Entries shown:
Issue #441, opened 2026-07-21
score undermines its own bar — JSON breaks on zero specs, explain arithmetic self-contradicts, untouched scaffold scores 85/B


0xLeif:
## Problem

`specsync score` undermines its own quality bar in four ways (verified on v5.2.0):

1. **JSON mode breaks exactly in the bootstrap case**: `score --format json` with zero specs prints plain human text (`No spec files found... Run specsync generate`) instead of JSON — breaking CI parsers on new projects; the no-match-filter path correctly emits `{"specs": []...}`.
2. **`--explain` arithmetic self-contradicts** in text and JSON — Sections criteria sum to 12/21 raw but the dimension reports 11/20 (the raw max of 21 is silently rescaled to 20); with `depends_on`, a spec's Freshness criteria sum 15/23 vs reported 12/20. Fails on all 56 specs tested.
3. **An untouched `specsync new` scaffold scores 85/B** — `placeholder_free` 6/6 and 4/7 "meaningful" sections despite being pure boilerplate (`Document this module's responsibility...`), so empty scaffolds already pass the documented ≥80 bar (see also #421's placeholder-generosity finding).
4. **Presence-only frontmatter checks**: `version: "notanumber"` → 5/5, `status: bogus` → 4/4, and vacuous `files_exist 15/15` when `files:` is missing entirely.

Also: `--explain` silently adds an `explain` key to the JSON schema, `--strict` exits 0 with F-grade specs, and empty-result JSON reports grade F with exit 0 (so the bar is unenforceable in CI either way).

PR #454, opened 2026-07-24
fix: generators emit self-valid specs; placeholder text scores as draft (closes #421)

### LINKED ISSUE #421: Generators (new/generate/scaffold/add-spec) emit specs that fail SpecSync's own validation; scoring hides it
## Problem

SpecSync's own generators produce specs that fail SpecSync's own validation, in three ways (all verified on v5.2.0):

1. **`add-spec` (and `scaffold` with no detected source file) writes `files:` as YAML null** — the very next `check --strict` exits 1 with `✗ Frontmatter invalid` on the file the tool just created.
2. **`generate`/`scaffold` auto-detect source files but leave Public API tables empty** — 0/N exports documented and a strict failure the moment the spec is promoted to `active`; `specsync new` pre-populates these correctly, so the generators disagree with each other.
3. **`specsync new` omits 3 of the config's own `required_sections`** (Invariants, Behavioral Examples, Error Cases) — promotion to `active` immediately fails strict check on the tool's own output.

Related scoring findings from the same probe, which make the self-validation gap worse by hiding it:

- A spec made of 100% the tool's own placeholder text scores **100/100 [A]** (placeholder sentences aren't recognized as draft markers), and an all-`TODO` spec scores exactly 80/100 [B] — the documented passing bar.
- The Freshness dimension never dropped below 20/20 in any test (stale 2020 changelog + freshly modified source).
- `specsync score` always exits 0 — even at F/40, even with `--strict` — so the documented ≥80 bar is unenforceable in CI.

## Suggested fix

Emit `files: []` (valid empty list) or detect-then-fill consistently across `new`/`generate`/`scaffold`/`add-spec`; treat the generator's own placeholder text as draft markers in scoring; add a `--min-score`/nonzero-exit mode so the quality bar is enforceable.

0xLeif:
## Problem

The generators emitted specs that failed the tool's own validation:

1. `generate_spec` wrote a bare `files:` (YAML null) when no source files were detected — an immediate `check --strict` failure (`Frontmatter missing required field: files`). `generate_spec_from_custom_template` already handled this correctly.
2. `generate`/`scaffold` left Public API tables empty (0/N exports documented, strict failure once promoted), while `new` pre-populated them.
3. Scoring hid all of it: a spec made of 100% generator placeholder text scored 100/A, and an all-TODO spec scored 80/B.

**Before** (v5.2.0, empty project): `specsync add-spec ghost` wrote
```
files:
  # - path/to/source/file
```
(a YAML comment → `files:` is null), and a spec built purely from the generators' placeholder sentences scored 100/A.

**After**: `files: []` is emitted, `scaffold auth` pre-populates `## Public API` with `| \`login\` | … |` rows from detected exports, and the same all-placeholder spec scores below A with draft-only-section suggestions.

## Root cause

- `generate_spec` unconditionally substituted `files:\n{files_yaml}\n` even when `files_yaml` was empty.
- No generator filled the Public API tables from detected exports outside `new`.
- `parser::STUB_PHRASES` didn't recognize the tool's own scaffold sentences, so `section_has_content`/`find_stub_sections` (and thus scoring's depth + A-grade cap) treated placeholder text as real documentation.

## Fix

- `generate_spec` emits `files: []` when the source list is empty (same as the custom-template path).
- New `collect_exports_for_files` + `populate_public_api_table` helpers insert a populated export table under `## Public API` whenever exports are detected (used by generate/scaffold/add-spec).
- The generator placeholder sentences (`Document this module's responsibility…`, `Define an invariant…`, `**Given** precondition`, etc.) are now stub phrases — sections containing only them count as draft-only, so the depth penalty and the ≥50%-stub A-grade cap apply. (Validation-side stub warnings are gated on non-draft so fresh scaffolds still pass `check`; that piece ships with #442.)
- Score exit-code semantics are intentionally untouched — that's W1's #441.

## Tests

`generate_spec_empty_files_emits_valid_empty_list`, `generate_spec_prepopulates_public_api_from_exports`, `populate_public_api_table_no_exports_is_noop`, `generator_placeholder_text_counts_as_stub`, `all_generator_placeholder_spec_does_not_score_a` — full suite green (1736 passed; the single failure is the pre-existing root-only `change::tests::non_git_walk_skips_volatile_trees_but_fails_on_relevant_walk_errors`), `cargo clippy -- -D warnings` green.

Note: `src/commands/new.rs` and `src/commands/scaffold.rs` changes for this issue (required sections in `new`, `add-spec` rewrite onto the shared generator) ship in the #442 PR since those files are owned by that workstream's changes — the bodies cross-reference.

Closes #421

### DIFF
--- a/README.md
+++ b/README.md
@@ -167,7 +167,7 @@ specsync check --strict
 
 # Measure coverage and spec quality
 specsync coverage
-specsync score --all
+specsync score --all --min-score 80
 
 # Install native coding-agent workflows and Git hooks
 specsync agents install
--- a/site/src/content/docs/cli.md
+++ b/site/src/content/docs/cli.md
@@ -60,9 +60,11 @@ Quality-score your spec files on a 0–100 scale with per-spec improvement sugge
 ```bash
 specsync score                          # score all specs
 specsync score --json                   # machine-readable scores
+specsync score --min-score 80           # fail if any selected spec is below 80
+specsync score --strict                 # strict scoring implies min-score 80
 ```
 
-Scores are based on a weighted rubric: completeness, detail level, API table coverage, behavioral examples, and more.
+Scores are based on a weighted rubric: completeness, detail level, API table coverage, behavioral examples, and freshness. Scoring is advisory by default. `--min-score N` enforces a per-spec threshold from 0–100; `--strict` enforces at least 80. JSON adds `minimum_score` and `gate_passed` and remains parseable when the gate fails.
 
 ### `mcp`
 
@@ -453,6 +455,7 @@ specsync watch
 | `--dot` | Output dependency graph as Graphviz DOT (on `deps`). |
 | `--full` | Include companion files when creating a spec (on `new`). |
 | `--all` | Process all items, not just the first match (on `merge`, `score`). |
+| `--min-score N` | Fail when any selected spec scores below N (0–100, on `score`); `--strict` implies 80. |
 
 ---
 
@@ -461,7 +464,8 @@ specsync watch
 | Code | Meaning |
 |:-----|:--------|
 | `0` | All checks passed |
-| `1` | Errors found, warnings with `--strict`, or coverage below threshold |
+| `1` | Errors found, warnings with `--strict`, coverage below threshold, or a score gate failed |
+| `2` | Invalid CLI usage, including an out-of-range score threshold |
 
 ---
 
--- a/specs/cli/cli.spec.md
+++ b/specs/cli/cli.spec.md
@@ -1,11 +1,11 @@
 ---
 module: cli
-version: 10
+version: 11
 status: stable
 files:
   - src/main.rs
 db_tables: []
-tracks: [120]
+tracks: [120, 421]
 depends_on:
   - specs/agents/agents.spec.md
   - specs/archive/archive.spec.md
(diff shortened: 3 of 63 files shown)


0xGaspar (changes requested):
Requesting changes — rebase; plus one question about scoring that I'd like answered before this lands.

**Conflicts with `main`** on `src/validator.rs` and twenty-seven spec files. Note that `src/validator.rs` is also rewritten in full by #453 (+802/−53) and #458 (+92/−2); this branch's change to it needs to be reconciled with both, not resolved by picking a side.

**On the substance:** "the generators emitted specs that failed the tool's own validation" is the most embarrassing bug class in the batch and worth fixing exactly this way. `files:` emitting a YAML comment (hence null) rather than `[]` is a one-character-class bug with an immediate strict-mode failure, and the fact that `generate_spec_from_custom_template` already did it correctly makes it a clear oversight rather than a design question.

**The scoring change is the interesting part, and my one real question.**

Making the generator's own placeholder sentences count as stub phrases is clearly correct — a spec of 100% placeholder text scoring 100/A is a scoring function measuring the wrong thing entirely. But this changes scores for **existing** specs across every downstream project, with no code change on their side. A project sitting at A that drops to B or C on upgrade will read as a regression they caused.

- Is this called out as a breaking change in the changelog?
- Is there a way for a project to see *why* its score moved — i.e. does the score output name which sections were reclassified as draft-only?

I think the change is right and shouldn't be softened. It just needs to not surprise people.

**Also worth confirming:** the gating note says validation-side stub warnings are suppressed for drafts "so fresh scaffolds still pass `check`", and that this piece ships with #442 (#458). Since the scoring-side penalty ships **here** and the validation-side gating ships **there**, is there a merge order in which a fresh `new --full` scaffold both fails `check` and scores poorly? If so, please note the required order in both descriptions.

Rebase, answer the scoring question, and I'll approve.

---

---

0xLeif:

How to complete this task:
Transcribe the records above exactly, beginning at the line that contains "its own quality" and ending with the line that contains "56 specs tested.", both included, and nothing else.

Answer for this exercise:
`specsync score` undermines its own quality bar in four ways (verified on v5.2.0):

1. **JSON mode breaks exactly in the bootstrap case**: `score --format json` with zero specs prints plain human text (`No spec files found... Run specsync generate`) instead of JSON — breaking CI parsers on new projects; the no-match-filter path correctly emits `{"specs": []...}`.
2. **`--explain` arithmetic self-contradicts** in text and JSON — Sections criteria sum to 12/21 raw but the dimension reports 11/20 (the raw max of 21 is silently rescaled to 20); with `depends_on`, a spec's Freshness criteria sum 15/23 vs reported 12/20. Fails on all 56 specs tested.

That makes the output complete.